Issue #913, opened 2026-07-14
Warm-pool prefault keepalive: hold the run_code kernel warm on dormant husk pods


stubbi:
## Problem

Rung D of the create-path ladder (bench/results/2026-07-12-tti-create-path-ladder.md, v1.42.1, N=100) showed prepare-time restore + prefault (#892/#906) cuts create from 190.9 to 140.2 ms median (husk activate 112.8 to 23.8 ms; controller activate_rpc 98-129 to 38.5 ms), but first exec REGRESSED 163 to 188.6 ms, leaving TTI flat.

Cause: the prefault (#906) warms the run_code kernel ONCE at Prepare, but a warm husk pod sits dormant for minutes before a claim, and its prefaulted working set is reclaimed in that window (#903 decay). A pod claimed seconds after a recycle shows guest_ready 1.24 ms; a long-dormant pod pays the decay on first exec.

····················

» Task goal: For each line of the entries that contains the word "prefault", make a copy.

» The completed task:
Warm-pool prefault keepalive: hold the run_code kernel warm on dormant husk pods
Rung D of the create-path ladder (bench/results/2026-07-12-tti-create-path-ladder.md, v1.42.1, N=100) showed prepare-time restore + prefault (#892/#906) cuts create from 190.9 to 140.2 ms median (husk activate 112.8 to 23.8 ms; controller activate_rpc 98-129 to 38.5 ms), but first exec REGRESSED 163 to 188.6 ms, leaving TTI flat.
Cause: the prefault (#906) warms the run_code kernel ONCE at Prepare, but a warm husk pod sits dormant for minutes before a claim, and its prefaulted working set is reclaimed in that window (#903 decay). A pod claimed seconds after a recycle shows guest_ready 1.24 ms; a long-dormant pod pays the decay on first exec.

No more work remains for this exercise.